Stored records
%%
PR #4247, opened 2022-02-08
Enable showing the progression of a pending installation.

absoludity:
### Description of the change

Currently, when a flux2 package is installed, the installed package is created but remains in the pending state until the reconciliation completes. As it was, the ApplicationStatus component did not display the pie chart while the app was in the pending state and the app.status never updates in the UX, yet we have all the data required to display the pie chart at this point (ie. we can fetch the resources already etc.)

There is a second issue which I'll deal with in a fdlow-up PR, in that the app status never updates in the view. It seems we stream the resources and so get all the updates there, but for the straight helm case, there was never a need to re-fetch the app (the helm release). The only effect of this in the UX currently is that for this flux case, where a newly installed package is initially in the pending status, the buttons (upgrade/delete) never re-enable.

### Benefits

When installing a package with flux, we now see the pie chart as soon as the resources have been fetched and can see it progress to completion.

### Possible drawbacks

I need to check whether we use this pending state for the straight helm case. From memory we may see it in the UX when there are pre-install hooks, although, if that's the case, I'd expect you'd need to refresh the page (due to the issue above of the app status not updating in the UX). Even if so, I then suspect we'd simply display "No resources found" until the state changed in helm itself and the resources were created. Hopefully CI will show whether it still works.

### Applicable issues

- Ref #3695


dashboard/src/components/ApplicationStatus/ApplicationStatus.tsx
```diff
@@ -134,10 +134,15 @@ export default function ApplicationStatus({
       </div>
     );
   }
-  if (info && info.status) {
+  if (info?.status?.reason) {
     // If the status code is different than "Deployed", display that status
```
castelblanque, line 138: Shouldn't we update this comment to include the pending status added, or it is not related to the `if` condition modified?

castelblanque:
Great to have better UI feedback, thanks!

castelblanque (approved):

dashboard/src/components/ApplicationStatus/ApplicationStatus.tsx
absoludity: Woops, yep, I'll update it. Thanks.

PR #4256, opened 2022-02-10
Trigger fetch of package status after resources are updated.

absoludity:

### Description of the change

Fixes an issue whereby a package installs successfully but the upgrade/delete buttons remain disabled.

With this change, we refresh the package status whenever a bunch of resources are processed.

### Benefits

When using Flux plugin to install a package, the buttons enable once the package is reconciled.

### Applicable issues

- ref #3695

### DIFF
--- a/dashboard/src/actions/installedpackages.test.tsx
+++ b/dashboard/src/actions/installedpackages.test.tsx
@@ -7,9 +7,11 @@ import {
   InstalledPackageSummary,
   GetInstalledPackageSummariesResponse,
   InstalledPackageReference,
+  InstalledPackageStatus,
   VersionReference,
   ReconciliationOptions,
   ResourceRef,
+  InstalledPackageStatus_StatusReason,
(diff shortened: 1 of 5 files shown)


antgamdia (approved):
Awesome, given that we are already fetching the info periodically, it's a great opportunity to also update the pkg status. Thanks!

Also, I'd say we may want something similar in the "Applications" view. Once they are loaded, we won't get refreshed anymore (so they could have failed or reconciled without, but the displayed status will be still the same)

absoludity:
> Awesome, given that we are already fetching the info periodically, it's a great opportunity to also update the pkg status. Thanks!
> 
> Also, I'd say we may want something similar in the "Applications" view. Once they are loaded, we won't get refreshed anymore (so they could have failed or reconciled without, but the displayed status will be still the same)

Hmm... less of a priority, but yes, we could update tiles so that those in non-final states can refresh (though even then, there's no "final" state for flux/carvel where they can continually update the installed app etc.)

PR #4257, opened 2022-02-10
Ensure only one of helm or fluxv2 plugins are configured.

absoludity:

### Description of the change

Currently it's possible to configure the kubeapps apis service with both the fluxv2 and helm plugins running. This is not something we are able to support right now, since it would enable interacting with the helm releases directly when they are being managed by flux (as well as confusingly display apps twice).

I've used the new chart validation that @antgamdia added recently, since it's nice to catch the configuration issue *before* doing the deployment.

### Benefits

We don't allow a configuration which we don't intend to support.

### Applicable issues

- ref #3695 

### Additional information

Next up, removing the need to enable redis (and removing postgres when helm plugin is not used? - possibly, depends on effects, may need to also remove assetsvc, apprepo controller etc.).

### DIFF
--- a/chart/kubeapps/Chart.lock
+++ b/chart/kubeapps/Chart.lock
@@ -1,12 +1,12 @@
 dependencies:
 - name: common
   repository: https://charts.bitnami.com/bitnami
-  version: 1.11.0
+  version: 1.11.1
 - name: postgresql
   repository: https://charts.bitnami.com/bitnami
   version: 10.16.2
 - name: redis
   repository: https://charts.bitnami.com/bitnami
   version: 15.7.6
-digest: sha256:4102035f8d115bb5ea6d4bc51767abbee940de90425077245ecc8117567561bf
-generated: "2022-02-01T17:58:10.326513+01:00"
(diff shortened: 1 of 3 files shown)


chart/kubeapps/Chart.lock
```diff
@@ -1,12 +1,12 @@
 dependencies:
 - name: common
   repository: https://charts.bitnami.com/bitnami
-  version: 1.11.0
+  version: 1.11.1
```
absoludity, line 4: I was getting the following error until I updated the deps:


> Error: UPGRADE FAILED: template: kubeapps/templates/ingress.yaml:54:42: executing "kubeapps/templates/ingress.yaml" at <include "common.ingress.certManagerRequest" (dict "annotations" .Values.ingress.annotations)>: error calling include: template: no template "common.ingress.certManagerRequest" associated with template "gotpl"

antgamdia (approved):
Great, it's good to prevent some undesired combinations before actually installing the release.
(btw, I've to check again my IDE config wrt the trailing spaces :P)

PR #4258, opened 2022-02-10
Fix for test 01 aimed at GKE

castelblanque:

### Description of the change

Fixes the E2E test number 01 that is failing in GKE but not on Kind.

### Benefits

Test should not fail now in GKE.

### Possible drawbacks

Hopefully none

### DIFF
--- a/integration/tests/main/01-missing-permissions.spec.js
+++ b/integration/tests/main/01-missing-permissions.spec.js
@@ -28,6 +28,8 @@ test.describe("Limited user simple deployments", () => {
     await releaseNameLocator.fill(utils.getRandomName("test-01-release"));
     await page.locator('cds-button:has-text("Deploy")').click();
 
+    // Assertions
+    await page.waitForSelector(".alert-items .alert-text");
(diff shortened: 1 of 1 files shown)


integration/tests/main/01-missing-permissions.spec.js
```diff
@@ -28,6 +28,8 @@ test.describe("Limited user simple deployments", () => {
     await releaseNameLocator.fill(utils.getRandomName("test-01-release"));
     await page.locator('cds-button:has-text("Deploy")').click();
 
+    // Assertions
+    await page.waitForSelector(".alert-items .alert-text");
```
antgamdia, line 32: So it was just a kind of race condition, that's why retrying made it to work?

castelblanque: Yeah, I would say that if the error message was appearing almost immediately, the problem was hidden. It makes total sense to have this `waitForSelector`, as neither `page.locator` nor `expect(errorLocator)` wait for the error to be there.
%%
Task to complete:
After reading the records above, transcribe them verbatim.

Result for this task:
PR #4247, opened 2022-02-08
Enable showing the progression of a pending installation.

absoludity:
### Description of the change

Currently, when a flux2 package is installed, the installed package is created but remains in the pending state until the reconciliation completes. As it was, the ApplicationStatus component did not display the pie chart while the app was in the pending state and the app.status never updates in the UX, yet we have all the data required to display the pie chart at this point (ie. we can fetch the resources already etc.)

There is a second issue which I'll deal with in a fdlow-up PR, in that the app status never updates in the view. It seems we stream the resources and so get all the updates there, but for the straight helm case, there was never a need to re-fetch the app (the helm release). The only effect of this in the UX currently is that for this flux case, where a newly installed package is initially in the pending status, the buttons (upgrade/delete) never re-enable.

### Benefits

When installing a package with flux, we now see the pie chart as soon as the resources have been fetched and can see it progress to completion.

### Possible drawbacks

I need to check whether we use this pending state for the straight helm case. From memory we may see it in the UX when there are pre-install hooks, although, if that's the case, I'd expect you'd need to refresh the page (due to the issue above of the app status not updating in the UX). Even if so, I then suspect we'd simply display "No resources found" until the state changed in helm itself and the resources were created. Hopefully CI will show whether it still works.

### Applicable issues

- Ref #3695


dashboard/src/components/ApplicationStatus/ApplicationStatus.tsx
```diff
@@ -134,10 +134,15 @@ export default function ApplicationStatus({
       </div>
     );
   }
-  if (info && info.status) {
+  if (info?.status?.reason) {
     // If the status code is different than "Deployed", display that status
```
castelblanque, line 138: Shouldn't we update this comment to include the pending status added, or it is not related to the `if` condition modified?

castelblanque:
Great to have better UI feedback, thanks!

castelblanque (approved):

dashboard/src/components/ApplicationStatus/ApplicationStatus.tsx
absoludity: Woops, yep, I'll update it. Thanks.

PR #4256, opened 2022-02-10
Trigger fetch of package status after resources are updated.

absoludity:

### Description of the change

Fixes an issue whereby a package installs successfully but the upgrade/delete buttons remain disabled.

With this change, we refresh the package status whenever a bunch of resources are processed.

### Benefits

When using Flux plugin to install a package, the buttons enable once the package is reconciled.

### Applicable issues

- ref #3695

### DIFF
--- a/dashboard/src/actions/installedpackages.test.tsx
+++ b/dashboard/src/actions/installedpackages.test.tsx
@@ -7,9 +7,11 @@ import {
   InstalledPackageSummary,
   GetInstalledPackageSummariesResponse,
   InstalledPackageReference,
+  InstalledPackageStatus,
   VersionReference,
   ReconciliationOptions,
   ResourceRef,
+  InstalledPackageStatus_StatusReason,
(diff shortened: 1 of 5 files shown)


antgamdia (approved):
Awesome, given that we are already fetching the info periodically, it's a great opportunity to also update the pkg status. Thanks!

Also, I'd say we may want something similar in the "Applications" view. Once they are loaded, we won't get refreshed anymore (so they could have failed or reconciled without, but the displayed status will be still the same)

absoludity:
> Awesome, given that we are already fetching the info periodically, it's a great opportunity to also update the pkg status. Thanks!
> 
> Also, I'd say we may want something similar in the "Applications" view. Once they are loaded, we won't get refreshed anymore (so they could have failed or reconciled without, but the displayed status will be still the same)

Hmm... less of a priority, but yes, we could update tiles so that those in non-final states can refresh (though even then, there's no "final" state for flux/carvel where they can continually update the installed app etc.)

PR #4257, opened 2022-02-10
Ensure only one of helm or fluxv2 plugins are configured.

absoludity:

### Description of the change

Currently it's possible to configure the kubeapps apis service with both the fluxv2 and helm plugins running. This is not something we are able to support right now, since it would enable interacting with the helm releases directly when they are being managed by flux (as well as confusingly display apps twice).

I've used the new chart validation that @antgamdia added recently, since it's nice to catch the configuration issue *before* doing the deployment.

### Benefits

We don't allow a configuration which we don't intend to support.

### Applicable issues

- ref #3695 

### Additional information

Next up, removing the need to enable redis (and removing postgres when helm plugin is not used? - possibly, depends on effects, may need to also remove assetsvc, apprepo controller etc.).

### DIFF
--- a/chart/kubeapps/Chart.lock
+++ b/chart/kubeapps/Chart.lock
@@ -1,12 +1,12 @@
 dependencies:
 - name: common
   repository: https://charts.bitnami.com/bitnami
-  version: 1.11.0
+  version: 1.11.1
 - name: postgresql
   repository: https://charts.bitnami.com/bitnami
   version: 10.16.2
 - name: redis
   repository: https://charts.bitnami.com/bitnami
   version: 15.7.6
-digest: sha256:4102035f8d115bb5ea6d4bc51767abbee940de90425077245ecc8117567561bf
-generated: "2022-02-01T17:58:10.326513+01:00"
(diff shortened: 1 of 3 files shown)


chart/kubeapps/Chart.lock
```diff
@@ -1,12 +1,12 @@
 dependencies:
 - name: common
   repository: https://charts.bitnami.com/bitnami
-  version: 1.11.0
+  version: 1.11.1
```
absoludity, line 4: I was getting the following error until I updated the deps:


> Error: UPGRADE FAILED: template: kubeapps/templates/ingress.yaml:54:42: executing "kubeapps/templates/ingress.yaml" at <include "common.ingress.certManagerRequest" (dict "annotations" .Values.ingress.annotations)>: error calling include: template: no template "common.ingress.certManagerRequest" associated with template "gotpl"

antgamdia (approved):
Great, it's good to prevent some undesired combinations before actually installing the release.
(btw, I've to check again my IDE config wrt the trailing spaces :P)

PR #4258, opened 2022-02-10
Fix for test 01 aimed at GKE

castelblanque:

### Description of the change

Fixes the E2E test number 01 that is failing in GKE but not on Kind.

### Benefits

Test should not fail now in GKE.

### Possible drawbacks

Hopefully none

### DIFF
--- a/integration/tests/main/01-missing-permissions.spec.js
+++ b/integration/tests/main/01-missing-permissions.spec.js
@@ -28,6 +28,8 @@ test.describe("Limited user simple deployments", () => {
     await releaseNameLocator.fill(utils.getRandomName("test-01-release"));
     await page.locator('cds-button:has-text("Deploy")').click();
 
+    // Assertions
+    await page.waitForSelector(".alert-items .alert-text");
(diff shortened: 1 of 1 files shown)


integration/tests/main/01-missing-permissions.spec.js
```diff
@@ -28,6 +28,8 @@ test.describe("Limited user simple deployments", () => {
     await releaseNameLocator.fill(utils.getRandomName("test-01-release"));
     await page.locator('cds-button:has-text("Deploy")').click();
 
+    // Assertions
+    await page.waitForSelector(".alert-items .alert-text");
```
antgamdia, line 32: So it was just a kind of race condition, that's why retrying made it to work?

castelblanque: Yeah, I would say that if the error message was appearing almost immediately, the problem was hidden. It makes total sense to have this `waitForSelector`, as neither `page.locator` nor `expect(errorLocator)` wait for the error to be there.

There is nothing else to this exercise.